*** The records Section Begins ***

PR #291, opened 2023-01-25
Combine `:alias-maps` setting with namespace aliases

bshepherdson:
Previously, if the `:alias-maps` setting was provided (even if it's an empty map) then only that map is used to look up indentation rules.

This means that `:indents` rules defined with a namespaced symbol only work if the var usage is fully qualified. In the common case of `(:require [foo.bar :as f])` cljfmt would not indent `f/something` according to the `:indents`.

With this change, the setting has the last word but the aliases in the file are not ignored.

### DIFF
--- a/cljfmt/src/cljfmt/core.cljc
+++ b/cljfmt/src/cljfmt/core.cljc
@@ -553,8 +553,8 @@
    (reformat-string form-string {}))
   ([form-string options]
    (let [parsed-form (p/parse-string-all form-string)
-         alias-map   #?(:clj (or (:alias-map options)
-                                 (alias-map-for-form parsed-form))
+         alias-map   #?(:clj (merge (alias-map-for-form parsed-form)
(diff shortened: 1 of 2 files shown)


weavejester:
Thanks for the fix! Can you add a test for it, so we can avoid regressions in future?

bshepherdson:
I've added a test. It's a little involved, but I think that covers the cases.

weavejester:
Thanks! Could you also update the commit message to:

```
Fix :alias-maps option to merge namespace aliases

Using the :alias-maps option should not replace aliases found by parsing
the namespace declaration.
```

(This project doesn't use markdown in its commit messages.)

bshepherdson:
Done.

bshepherdson:
@weavejester Any chance of landing this today? Anything else that needs doing?

weavejester:
Merged. Thanks for your work on this.

PR #295, opened 2023-02-02
Add babashka compatible badge to readme

lread:


weavejester:
While the intent is appreciated, I'd rather keep badges for CI statuses.

PR #297, opened 2023-02-02
Fix CLJS tests (fixes #296)

### LINKED ISSUE #296: CLJS tests are failing
Despite `lein test` returning a 0 exit code, it seems that the CLJS tests are failing.

Screenshot 2023-02-02 at 20 28 20

I'll follow up with a PR since I was the one who broke this, although I think the test runner should have exited with a non-zero exit code.

borkdude:
This fixes the tests like they were prior to #293. Fixes #296. 

This does _not_ address the problem that in case of a failing CLJS test, the exit code is non-zero since I want to keep this PR as minimal as possible.

### DIFF
--- a/cljfmt/bb.edn
+++ b/cljfmt/bb.edn
@@ -3,12 +3,9 @@
  {test {:doc "Run babashka tests"
         :extra-deps {eftest/eftest {:mvn/version "0.6.0"}}
         :extra-paths ["test"]
-        :requires ([eftest.runner :refer [find-tests run-tests]])
-        :task (let [{:keys [fail error]} (run-tests
-                                          (find-tests "test")
-                                          (when-not (System/console)
-                                            ;; better output in github actions
-                                            {:report clojure.test/report}))]
+        :requires ([clojure.test :as t]
+                   [cljfmt.core-test])
+        :task (let [{:keys [fail error]} (t/run-tests 'cljfmt.core-test)]
                 (when (or (pos? fail)
                           (pos? error))
                   (throw (ex-info "Tests failed" {:babashka/exit 1}))))}}}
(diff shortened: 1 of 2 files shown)


borkdude:
In case you want to migrate the CLJS tests to deps.edn, I have good experience with https://github.com/Olical/cljs-test-runner. That will also solve the exit code problem automatically. Just FYI.

cljfmt/bb.edn
```diff
@@ -3,12 +3,9 @@
...
         :extra-paths ["test"]
-        :requires ([eftest.runner :refer [find-tests run-tests]])
-        :task (let [{:keys [fail error]} (run-tests
-                                          (find-tests "test")
-                                          (when-not (System/console)
-                                            ;; better output in github actions
-                                            {:report clojure.test/report}))]
+        :requires ([clojure.test :as t]
+                   [cljfmt.core-test])
+        :task (let [{:keys [fail error]} (t/run-tests 'cljfmt.core-test)]
```
borkdude, line 8: I did not know how to avoid loading the `cljfmt.test-util.cljs` namespace with `eftest` so I switched to the vanilla clojure runner.

cljfmt/test/cljfmt/test_util/cljs.cljc
```diff
@@ -1,5 +1,5 @@
 (ns cljfmt.test-util.cljs
-  (:require [clojure.test :as test]
+  (:require [cljs.test :as test]
```
borkdude, line 2: It turned out that `cljs.test` is loaded here during macro-expansion, so it really needed to be `cljs.test` after all.

cljfmt/test/cljfmt/core_test.cljc
```diff
@@ -1,6 +1,5 @@
 (ns cljfmt.core-test
-  (:require [#?@(:clj (clojure.test :refer)
-                 :cljs (cljs.test :refer-macros)) [deftest testing is]]
+  (:require [clojure.test :refer [deftest testing is]]
```
borkdude, line 2: I can revert this change if you want, it slipped in, but it's no longer necessary to load `cljs.test` the way it was done prior to this PR.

*** The records Section Ends ***

#### Goal of the exercise:
The required output is the stretch of entries above from the line containing "(merge (alias-map-for-form parsed-form)" through the line containing "that needs doing?", reproduced exactly.

#### Output for this exercise:
+         alias-map   #?(:clj (merge (alias-map-for-form parsed-form)
(diff shortened: 1 of 2 files shown)


weavejester:
Thanks for the fix! Can you add a test for it, so we can avoid regressions in future?

bshepherdson:
I've added a test. It's a little involved, but I think that covers the cases.

weavejester:
Thanks! Could you also update the commit message to:

```
Fix :alias-maps option to merge namespace aliases

Using the :alias-maps option should not replace aliases found by parsing
the namespace declaration.
```

(This project doesn't use markdown in its commit messages.)

bshepherdson:
Done.

bshepherdson:
@weavejester Any chance of landing this today? Anything else that needs doing?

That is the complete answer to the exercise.